### WHAT YOU WILL DO
The output is the lines below from the one with "- src/app/gui/inputs/select/vue/selectmixin.js" through the one with "- src/app/gui/gui.js", both included, printed exactly and with no other line.

[Collected data]

PR #252, opened 2022-11-03
Remove deprecated files (from v3.6 / v.3.7) and replace them with related CJS to ESM imports

Raruto:
Permanently remove almost all files marked with a "deprecation notice" added during the **v3.6** / **v3.7** refactoring. Any changes made here should still be backward compatible with previous versions of g3w-client as they do not affect any published API.

## List of changes:

- Replaced by `src/app/constant.js`:
  - src/app/core/layers/filter/operators.js
  - src/app/gui/constraints.js
  - src/app/gui/print/printconfig.js
  - src/app/gui/search/constants.js

- Replaced by `src/mixins`:
  - src/app/gui/inputs/select/vue/selectmixin.js
  - src/app/gui/inputs/widgetmixins.js
  - src/app/gui/metadata/vue/components/metadatamixin.js

- Replaced by `src/app/core/utils/parsers`
  - src/app/core/parsers/parsers.js
  - src/app/core/parsers/response/parser.js
  - src/app/core/parsers/table/parser.js
  - src/app/core/parsers/vector/parser.js

- Replaced by `src/app/core/utils/validators`
  - src/app/core/validators/inputs/checkbox.js
  - src/app/core/validators/inputs/datetimepicker.js
  - src/app/core/validators/inputs/float.js
  - src/app/core/validators/inputs/integer.js
  - src/app/core/validators/inputs/radio.js
  - src/app/core/validators/inputs/range.js
  - src/app/core/validators/inputs/validator.js
  - src/app/core/validators/inputs/validators.js
  - src/app/core/validators/layers/validator.js

- Moved into `src/services`:
  - src/app/core/apiservice.js
  - src/app/core/clipboardservice.js
  - src/app/core/data/expression/service.js
  - src/app/core/data/ows/service.js
  - src/app/core/data/proxy/service.js
  - src/app/core/data/query/service.js
  - src/app/core/data/search/service.js
  - src/app/core/data/routerservice.js
  - src/app/core/editing/changesmanager.js
  - src/app/core/history_router.js
  - src/app/core/iframe/services/app/service.js
  - src/app/core/iframe/services/plugins/editing/service.js
  - src/app/core/iframe/services/plugins/index.js
  - src/app/core/relations/relationsservice.js
  - src/app/core/router.js
  - src/app/core/task/service.js
  - src/app/core/workflow/workflowsstack.js
  - src/app/gui/gui.js
  - src/app/gui/querybuilder/service.js

- Moved into `src/store`:
  - src/app/core/applicationstate.js
[...]

PR #288, opened 2023-01-05
Refactor and delete all file with comment "DEPRECATED: this file will be removed after v3.4"

volterra79:


Raruto:
@volterra79 I think this is quite similar to https://github.com/g3w-suite/g3w-client/pull/252

volterra79:
Duplicated https://github.com/g3w-suite/g3w-client/pull/252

### TASK RESPONSE
  - src/app/gui/inputs/select/vue/selectmixin.js
  - src/app/gui/inputs/widgetmixins.js
  - src/app/gui/metadata/vue/components/metadatamixin.js

- Replaced by `src/app/core/utils/parsers`
  - src/app/core/parsers/parsers.js
  - src/app/core/parsers/response/parser.js
  - src/app/core/parsers/table/parser.js
  - src/app/core/parsers/vector/parser.js

- Replaced by `src/app/core/utils/validators`
  - src/app/core/validators/inputs/checkbox.js
  - src/app/core/validators/inputs/datetimepicker.js
  - src/app/core/validators/inputs/float.js
  - src/app/core/validators/inputs/integer.js
  - src/app/core/validators/inputs/radio.js
  - src/app/core/validators/inputs/range.js
  - src/app/core/validators/inputs/validator.js
  - src/app/core/validators/inputs/validators.js
  - src/app/core/validators/layers/validator.js

- Moved into `src/services`:
  - src/app/core/apiservice.js
  - src/app/core/clipboardservice.js
  - src/app/core/data/expression/service.js
  - src/app/core/data/ows/service.js
  - src/app/core/data/proxy/service.js
  - src/app/core/data/query/service.js
  - src/app/core/data/search/service.js
  - src/app/core/data/routerservice.js
  - src/app/core/editing/changesmanager.js
  - src/app/core/history_router.js
  - src/app/core/iframe/services/app/service.js
  - src/app/core/iframe/services/plugins/editing/service.js
  - src/app/core/iframe/services/plugins/index.js
  - src/app/core/relations/relationsservice.js
  - src/app/core/router.js
  - src/app/core/task/service.js
  - src/app/core/workflow/workflowsstack.js
  - src/app/gui/gui.js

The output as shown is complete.